State Department Report on Brazilian Interrogation Abuses (Text)

The cable noted that detainees with “good connections” inside and outside the government were usually spared this torture.

This document is a rare step-by-step description of government-backed torture. Yet it contained no criticism of the regime or the practice. It reported that public reaction to a recent wave of arrests “has been mild thus far and is likely to continue to be subdued.”

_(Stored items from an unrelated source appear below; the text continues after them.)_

PR #1741, opened 2021-12-28
Procedural loot generation for infinite Battle Frontier

apple096:
Yes, Battle Frontier is infinite now


RedSparr0w:
I'm not too sure about the random infinite loot, I feel like it should at least be seeded random (not sure what it should be seeded with though), or just pre-generated.
Also need a way for the upcoming loot to show while in the BF.

Jaaslet:
I will close this PR as it has been dead for a while.
And i agree with red that we need a smarter solution, if we want to do this in the future

PR #1742, opened 2021-12-28
[WIP] Sevii Island

apple096:
We all know the relationship between me and work-in-progress projects (party, dungeon reworks, other things). But this will be short, so I'm adding it.

Sevii Island will be locked behind Johto Indigo and it will contain Gen 2 mons


amative1:
Closing per #2083 and future second-half

PR #1757, opened 2022-01-06
Extend Pokémon League Johto down to Victory Road Johto

### LINKED ISSUE #1780: [SUGGESTION] Restoring Route 26 filter so that it cover the entire route
**Current Behavior**

The route 26 filter currently stop at the Victory Road Johto, but the route is still on the map after it.

**Improved Behavior**

Making the filter cover the route even after the Victory Road.

**Reason for change**

The route is still visible on the map, but is not covered by the filter which is weird.

**Detailed Description**

Making the filter of route 26 cover the entirety of the route, just like it does in Kanto where route 23 is also interupted by a Victory road dungeon, but still has it filter cover all the route. 
This difference in implementation is weird.

**Screenshots:**

Ultima1990:
The space between Victory Road and the Pokémon league is left open for a very specific (potential future rival battle related) reason, but people seem to dislike that the road is just empty and has no purpose. Extending the Pokémon League down onto the road might help a bit with that.

closes #1780


RedSparr0w (approved):

PR #962, opened 2020-10-18
Update Gym.ts

Ultima1990:
fixes #960
Also changes many gym Pokémon and quotes in Kanto to reflect Yellow version.
Also changes a couple of Pokémon and quotes in Johto to reflect Crystal version.
Also changes misc quotes and Pokémon all over the place to properly reflect... you got the deal.
Focus games for these changes are Yellow, Crystal, Emerald, Platinum.

Part of a larger Yellowfication project for Kanto.

PR #1759, opened 2022-01-07
Undo Yellowfications, back to FRLG.

Ultima1990:
Basically undoes #1008 and #962

Best be sure we want to go with FRLG before merging this. If we decide to stick with yellow I _will_ reopen #1589 and fight to yellowficationate Blue's team!

Enjoy getting Chancey in Cerulean Cave while you still can lol.


Ultima1990:
Nerfed Brock.

Because in this FRLG world the Nidorans (and by extension Nidorina and Nidorino) are unavailable before Brock, the player's attack at this stage is significantly reduced. From 167 (Pikachu starter, all available mons at 20, no Mew), to 121. They are poison types, so they don't contribute hugely to damage against Brock's rock types. Effective damage against ground/rock goes from 102 in yellow world to 90 in FRLG world. Doesn't look like a big difference, but it can't be ignored at this early stage of the game.

The intent of this Yellow to FRLG change is not to make the game harder, (except for the bits where the game was made unintentionally easier by the yellowfication (looking at you Sabrina)) so I have nerfed Geodude and Onix's health by 10%. Yes, from 102 to 90 is not exactly a 10% reduction. Spare me.

After Brock it pretty much evens out, the Nidorans live on route 3, so I don't think further nerfs need to be made.

Jaaslet (approved):
Looks good.
Looked though like half of the changes, and there where no mistakes there. And if there are any in the rest, it's not a huge problem and the playerbase will notice.
All pokemons are still obtainable, and the early game still seams beatable.
I approve. Thanks for the PR!

PR #1761, opened 2022-01-08
Have blimp, will travel

Ultima1990:
Players sometimes have trouble figuring out how to travel to the next region. Having something new appear on the map might subtly push them in the right direction.

When the player is able to travel to the next region a blimp appears on the map next to the home town. The blimp is owned by each region's professor because I thought that would be fun. Instead of adding the travel to next region button to the blimp I just have the blimp act as an extension to the home town, which conveniently already has the travel to next region button.

Yes, I know Juniper lives in Nuvema, not Aspertia, and I know Sycamore lives in Lumiose, not Vaniville, but screw it. Home town is where you travel from, so home town is where the blimp appears.

Thanks to RedSparrow for the sprite.


Ultima1990:
The blimp will now have a Pikachu on it if the player started with Pikachu.

This is currently achieved through the magic of having two overlays, one that activates when Pikachu is the starter, one that activates when it isn't.

Heppity:
> The blimp will now have a Pikachu on it if the player started with Pikachu.
> 
> This is currently achieved through the magic of having two overlays, one that activates when Pikachu is the starter, one that activates when it isn't.
Only question about it is when you unlock the blimp? Like in Hoenn or Johto?

amative1:
> Only question about it is when you unlock the blimp? Like in Hoenn or Johto?

It shows up when you can progress to the next area... for ALL areas (so first instance will be in Kanto progressing to Johto)

RedSparr0w (approved):

PR #1774, opened 2022-01-15
MovetoRoute logic for Hotkey

jk13pclick:
Uses route order instead of just player.Route() allowing for better regional progression with hotkeys. Could be improved with the routes at the beginning and end of the region iterating in a loop, but this is better for now


RedSparr0w (approved):

PR #1779, opened 2022-01-19
Add Alola Wanderers

Ultima1990:
Adds Cutiefly and Bounsweet as wanderers. Cutiefly because it's a li'l bug that likes flowers and Bounsweet because it is basically a berry.

Also Oricorio (Baile), Oricorio (Pom-pom), Oricorio (Pa'u) and Oricorio (Sensu) are now attracted by red, yellow, pink and purple berries respectively, as an extra nod to the different colored flowers in the meadows that they appear in.

None of these Pokémon and forms are farm exclusive, Oricorio will still appear in the meadows.


RedSparr0w (approved):

PR #1798, opened 2022-02-06
Add update functions for new observables/statistics

RedSparr0w:
Add update function for #1717 observables,
@jk13pclick could you please check this covers everything correctly.


jk13pclick (approved):
Looks good, tested and works great!

PR #1812, opened 2022-02-12
Misc Galar changes

RedSparr0w:
Change Hop to a Gym Leader instead of a 2nd Champion (otherwise message appears twice saying you are the Galar champion)
Split `Crown Tundra` and `Isle of Armor` into sub regions of Galar instead of their own regions.


scolpitts536:
Can you split galar into two sub regions one top and one bottom. For when I get to making that map.

RedSparr0w:
Added `Galar South` and `Galar North`

RedSparr0w:
Added 2 new requirements:
Subregion requirement (requires you to be in a specific subregion, currently used for Armor/Crown roamers)
Null requirement (always false, for features that are still under development)

scolpitts536:
> Added `Galar South` and `Galar North`

Thx

PR #1816, opened 2022-02-13
Block Resolution Cave

Ultima1990:
Adds a transparent overlay on top of Resolution Cave, blocking access to the dungeon in the event that Alola is released before #1615 is merged. To be manually removed if/when #1615 is merged.

DO NOT FORGET TO REMOVE.

I chose to do it this way instead of just adopting the new requirement from the UB PR. The new requirement would tell players they need certain UBs to access the dungeon, which would lead to questions on how to get those required UBs. This seems to me like the clearest way to communicate to players that this area is just unavailable for now.


src/components/AlolaSVG.html
```diff
@@ -1024,5 +1024,20 @@
         , width: 4, height: 3
         })
     %>
+
+    <!-- ------------------ -->
+    <!-- PLACES OF INTEREST -->
+    <!-- ------------------ -->
+
+    <!--REMOVE IF UB QUESTLINE GETS MERGED-->
```
RedSparr0w, line 1032:
```suggestion
    <!-- TODO: REMOVE IF UB QUESTLINE GETS MERGED -->
```

RedSparr0w (approved):
👍 Thanks for the PR!

PR #2243, opened 2022-05-25
fix links on the save selector component

LoickMunoz:
Clicking on the links on the save selector screen does not open a new tab. This fixes it.


RedSparr0w (approved):

PR #2256, opened 2022-05-26
Add weather selector in damage calculator

Aegyo:
Adds weather selector + some html changes to make the dropdowns break onto two lines before there isn't enough space.
Screenshot_2022-05-26_05-01-41
Screenshot_2022-05-26_05-02-02


RedSparr0w (approved):

PR #2298, opened 2022-05-28
Hide type bars in damage calculator with 0 damage

Aegyo:
When you have no damage in some type, there is a bigger gap in the damage calculator type bars because of this 0-width bar still existing with some margin.

Before:
Screenshot_2022-05-28_07-23-54

After:
Screenshot_2022-05-28_07-26-13


RedSparr0w (approved):
Much nicer, thanks for the PR! 👍

PR #2303, opened 2022-05-28
#1904 - Allow berry farm locked plots

### LINKED ISSUE #1904: [SUGGESTION] Locked Plots on the farm
I'd like to have the option, to lock certain spaces in the garden. This "locked" section should be manually applied/removed from a section. 

**Current Behavior**
No locked spaces / plots

**Improved Behavior**
Certain spaces in the garden, which cannot accidentally be removed (harvest all / misclick..)

**Reason for change**
Simply a QoL Improvement, specially for the late-game berries, which require days to grow. It is a pain to accidentally harvest them and then to replant them again, waiting (worst case) for another day. A common use for example is the petaya-berry: If you have a field and want to remove everything *except* the berry, there is no option. 

**Detailed Description**
I would love to see an option (maybe shift + left-click) to lock a field, so it isn't interacted with (no new mulch, no shovel, no harvest all and no manual harvest - until the field is unlocked again (possibly via shift + left-click again). A locked tile could be indicated by a small lock-sign or simply graying it out for a more visual approach.

**Screenshots:**
None

Might also be kind of relatable to #1902

MatthieuMesnager:
Closes #1904 

Allow players to 'safe-lock' a specific plot by using `shift + left-click` in order to prevent shovel, harvest, and new mulch on this plot.

* **Added**: new `_isSafeLocked` property on the `Plot.js` class.
* **Modified**: `FarmController.ts` to be able to handle clicks & shift + clicked actions.
* **Modified**: `Farming.ts` methods (`shovel()`, `harvest()` & `canMulch()`) now take the new plot `_isSafeLocked` property into account.
* **Added**: new lock-sign icon on `farmModal.html` to notify players whether the plot is 'safe-locked' or not.

I was not sure of how to call the new property on `Plot.ts` because there is already a property named `_isUnlocked` so I thought that it would have been a bit weird to have `_isUnlocked` and `_isLocked` properties since they are not related.

What do you think ?

Another point, I've added a simple lock-sign svg icon from [Heroicons](https://heroicons.com/) but maybe it would be better to add a custom 'pokemon style' lock-sign `.png` ?


Aegyo:
Hi, it looks like you have included work from a different PR and a bunch of other things accidentally. 

Could you instead create a fresh branch from our `develop`, and only add the changes needed for the locked plots?

<hr />

I don't have any problem with the _isSafeLocked name, but if you are still looking for something else, maybe _isProtected

Aegyo:
Actually it doesn't look like there are other actual code changes included, but there are a bunch of other commits mentioned here? Maybe the rebase you did has reordered events and git is confused...

MatthieuMesnager:
Yeah, it looks like there has been an issue with my repository 😅 I'll clean up and create a new pull request correcly.

Well, if you are okay with the _isSafeLocked, I'll stick up with that then.

PR #2305, opened 2022-05-28
change(farm): Allow berry farm locked plots

### LINKED ISSUE #1904: [SUGGESTION] Locked Plots on the farm

MatthieuMesnager:
Closes #1904 

Allow players to 'safe-lock' a specific plot by using shift + left-click in order to prevent shovel, harvest, and new mulch on this plot.

* **Added**: new `_isSafeLocked `property on the `Plot.js` class.
* **Modified**: `FarmController.ts` to be able to handle clicks & shift + clicked actions.
* **Modified**: `Farming.ts` methods (`shovel()`, `harvest()` & `canMulch()`) now take the new plot `_isSafeLocked` property into account.
* **Added**: new lock-sign icon on `farmModal.html` to notify players whether the plot is 'safe-locked' or not.
* **Added**: new style for the lock-sign icon in` farm.less`

Cleaned-up pull request from #2303


src/components/farmModal.html
```diff
@@ -151,6 +151,11 @@
                                         <div class="plotImage">
                                             <img style="width: 100%" src="assets/images/farm/soil.png"
                                                 data-bind="class: FarmController.calcMulchClass($data)">
+                                            <!-- ko if: $data.isSafeLocked -->
+                                            <svg class="plotLockSignIcon" xmlns="http://www.w3.org/2000/svg" viewBox="0 0 20 20" fill="#fff">
+                                                <path fill-rule="evenodd" d="M5 9V7a5 5 0 0110 0v2a2 2 0 012 2v5a2 2 0 01-2 2H5a2 2 0 01-2-2v-5a2 2 0 012-2zm8-2v2H7V7a3 3 0 016 0z" clip-rule="evenodd" />
+                                            </svg>
```
Jaaslet, line 157: All our other SVGs are stored in a file. Can we do the same for the lock?

src/scripts/farming/FarmController.ts
```diff
@@ -80,25 +80,42 @@ class FarmController {
...
         const plot: Plot = App.game.farming.plotList[index];
+
+        if (event.shiftKey) {
+            this.handleShiftClickActions(plot, index);
+        } else {
+            this.handleClickActions(plot, index);
+        }
+    }
+
+    private static handleShiftClickActions(plot: Plot, index: number) {
```
Jaaslet, line 93: I think it would be better if the method name described what it did, instead of when it should be used.

src/scripts/farming/Plot.ts
```diff
@@ -9,6 +9,7 @@ class Plot implements Saveable {
     };
 
     _isUnlocked: KnockoutObservable<boolean>;
+    _isSafeLocked: KnockoutObservable<boolean>;
```
Jaaslet, line 12: We should save this value, by adding it to the toJson-method

Jaaslet (changes requested):
It looks good and works! But I still have some comments:
Right now it's a hidden feature. Can we add it either to the help-tab or to the hotkeys tab in settings?

Jaaslet:
Closing this, as it was finished in PR #2799

PR #2319, opened 2022-05-29
Allow dungeons to have content

Qwertypop04:
This should allow dungeonstowns to have content, similar to normal towns, such as shops, gyms and temporary battles.
The intention is to be used for temporary battles, due to some rival fights taking place in dungeons, but could allow for other things in future as well


src/scripts/towns/Town.ts
```diff
@@ -57,8 +57,8 @@ class Town {
 class DungeonTown extends Town {
     dungeon: Dungeon
 
-    constructor(name: string, region: GameConstants.Region, requirements: (Requirement | OneFromManyRequirement)[] = []) {
-        super(name, region, [], { requirements });
+    constructor(name: string, region: GameConstants.Region, content:  TownContent[] = [], requirements: (Requirement | OneFromManyRequirement)[] = []) {
```
Jaaslet, line 60: If you move the content-parameter to the end of the list, you won't need all the changes in TownList.ts

Qwertypop04: Ah, thanks, that makes it a lot cleaner

Jaaslet (approved):
It works. Thanks for the PR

The cable was in sync with the Nixon/Kissinger policy of not getting worked up about torture conducted by military regimes Washington favored. (See Kissinger and Argentina.) And a cable sent to Foggy Bottom a year earlier by William Rountree, then the US ambassador to Brazil, noted that though the US embassy in Brazil had “on appropriate occasion and in appropriate manner” informed the Brazilians that the US government did not condone “excesses in the form practiced in Brazil,” Rountree believed the United States had to make this case without “unduly jeopardizing our relations with this country or causing a counter-productive reaction on the part of the” government of Brazil. In this cable, Rountree said that he strongly supported the State Department’s opposition to legislation then under consideration in Congress that would cut off US funding to Brazil as long as the government engaged in torture.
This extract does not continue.